From college football reserve to making the Super Bowl roster, not exactly the common path for football players. But that's the story of former TCU defensive back Malcolm Williams.
The 5-11 rookie from Grand Prairie, Texas was surprisingly drafted last April by the New England Patriots in the seventh round. Then again, that's what a 42-inch vertical, a 4.4 time in the 40-yard dash and bench pressing 225 pounds, 16 times can do for a defensive back.
"I'm living in a dream right now," Williams told TCU360.com last May. "It's the best thing that can happen to me."
And there's more to that already impressive story.
After a standout senior season at South Grand Prairie High, Williams committed to play at Oklahoma, but failed to qualify. His college football dream then took him to Trinity Valley Community College. After two years playing in Athens, Texas, Williams signed with TCU.
And while he understood he would probably never start on defense because of a loaded depth chart, Williams found ways to get noticed on special teams, leading the unit with 12 tackles during his senior season.

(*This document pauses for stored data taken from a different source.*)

PR #217, opened 2020-05-14
added support for multiclass XGBoost RF

### LINKED ISSUE #163: Add support for XGBoost Random Forest for multiclass task
Initial support for regression and binary classification tasks was added in #157. Unfortunately, multiclass case is not so trivial and requires deeper knowledge of XGBoost internals (dumped model representation and prediction logic) to add support for it.

StrikerRUS:
Closed #163.

Found solution by brute forcing all variants for tiny model 😄 
```
est = xgb.XGBRFClassifier(base_score=0, n_estimators=2, max_depth=1).fit(X, y)
```


m2cgen/assemblers/boosting.py
```diff
@@ -10,6 +10,7 @@
 class BaseBoostingAssembler(ModelAssembler):
 
     classifier_names = {}
+    strided_layout_for_multiclass = True
```
izeigerman, line 13: Forgive me my ignorance but what exactly `strided` mean in this context? :)

StrikerRUS: You shouldn't apologize! I was really struggling with the good name for this parameter! 😄 
 Initially I thought about `step` word in the name. Then `stride` came to my mind from convolutional nets. I started to google for any synonyms and came to the following picture

image
(taken from 3rd slide of https://slideplayer.com/slide/9359236/)

izeigerman: Got it, thank you!

PR #220, opened 2020-05-18
added fallback expressions for Sqrt and Exp functions

StrikerRUS:
Continuation of #199.


m2cgen/assemblers/fallback_expressions.py
```diff
@@ -30,6 +30,20 @@ def tanh(expr):
...
+def sqrt(expr, to_reuse=False):
+    return ast.PowExpr(
+        base_expr=expr,
+        exp_expr=ast.NumVal(0.5),
+        to_reuse=to_reuse)
+
+
+def exp(expr, to_reuse=False):
+    return ast.PowExpr(
+        base_expr=ast.NumVal(2.71828182845904523536028747135),
```
izeigerman, line 42: @StrikerRUS Sorry for commenting in the closed PR but I've just realized - isn't there a constant in Python standard library for this?

StrikerRUS: Indeed, my mistake! I'll fix it right now.

I'm too deep in fallback expressions right now that I'm afraid to use anything already implemented 😃 .

PR #221, opened 2020-05-20
support not only task-default objective functions in LightGBM

StrikerRUS:
Refer to https://lightgbm.readthedocs.io/en/latest/Parameters.html#objective and https://github.com/microsoft/LightGBM/tree/master/src/objective.

Also, contributes to #99 in terms of listing all supported objectives per task.

TODO:
- [x] `abs` function (#222)
- [x] `log1p` function (#225)


StrikerRUS:
I think it is ready for review.

m2cgen/assemblers/boosting.py
```diff
@@ -225,6 +237,76 @@ def _final_transform(self, ast_to_transform):
...
+        return supported_objectives[self.objective_name](expr)
+
+    def _log1p_exp_transform(self, expr):
+        return ast.Log1pExpr(ast.ExpExpr(expr))
+
+    def _maybe_sqr_transform(self, expr):
+        need_sqr = "sqrt" in self.objective_config.split(" ")
+        if need_sqr:
+            expr = ast.IdExpr(expr, to_reuse=True)
+            return utils.mul(ast.AbsExpr(expr), expr)
```
izeigerman, line 303: I don't quite understand the purpose of the Abs here. Can you please elaborate this expression

m2cgen/assemblers/boosting.py
```diff
@@ -225,6 +237,76 @@ def _final_transform(self, ast_to_transform):
...
+        if self.objective_name not in supported_objectives:
+            raise ValueError(
+                f"Unsupported objective function '{self.objective_name}'")
+        return supported_objectives[self.objective_name](expr)
+
+    def _log1p_exp_transform(self, expr):
+        return ast.Log1pExpr(ast.ExpExpr(expr))
+
+    def _maybe_sqr_transform(self, expr):
+        need_sqr = "sqrt" in self.objective_config.split(" ")
```
izeigerman, line 300: It seems like we do splitting quite a few times does it make sense to do this once in the constructor and have an attribute like `objective_config_splits`.

StrikerRUS: Ah, good idea! Making a commit right now.

StrikerRUS: Done in 1defd1f39a82dc96c9c0946a6f319389baaf4e39.

m2cgen/assemblers/boosting.py
StrikerRUS: Sure! We should preserve a sign of original result according to the original code. I decided to go with `abs` expression (instead of `sign`) because I think it is more common and may be used in future assemblers.

> `output[0] = Common::Sign(input[0]) * input[0] * input[0];`

https://github.com/microsoft/LightGBM/blob/4f8c32d9a6c6b0c8d774d571da3bcd70191d218b/src/objective/regression_objective.hpp#L146-L152

izeigerman: Makes sense, thank you!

But his big break came on March 10 at the TCU Pro Day. With NFL scouts on hand to watch Horned Frogs quarterback Andy Dalton, Williams turned in the outstanding measurables that were mentioned earlier.
That was enough to catch the eye of the Patriots' scouting department. Williams wasn't sure he would get drafted so he attended minor league tryouts and another for the Canadian Football League, which were paid for with his wife's income tax return money, according to The Dallas Morning News.
Fortunately for Williams, he wouldn't need to worry about the CFL. While keeping up with the final day of the 2011 NFL Draft last April, he received a phone call from Bill Belichick. The Patriots coach informed Williams that he was chosen with the 219th pick.
"The Patriots did a great job of researching everything they could about him," TCU coach Gary Patterson told The Morning News. "Yes, it's rare when a college backup gets drafted, but they saw the potential."
Williams' time as a rookie has gone about as smoothly as his path to the NFL. He's been released and re-signed on four different occasions, injured his knee and hamstring along the way and nearly took a job at Walmart five weeks ago to support his wife and two daughters.
On Christmas Eve, Williams was asked to re-sign with the practice squad. About a week later, he was added to the active 53-man roster.
The 24-year-old has played in all three games since, meaning it's likely that a reserve defensive back in college could be playing on the game's grandest stage instead of stocking shelves or working a register.
"Malcolm is a great story for all young guys," his agent, Jordan Woy, told The Morning News. "He's an example if you continue to work hard enough, there may be shot."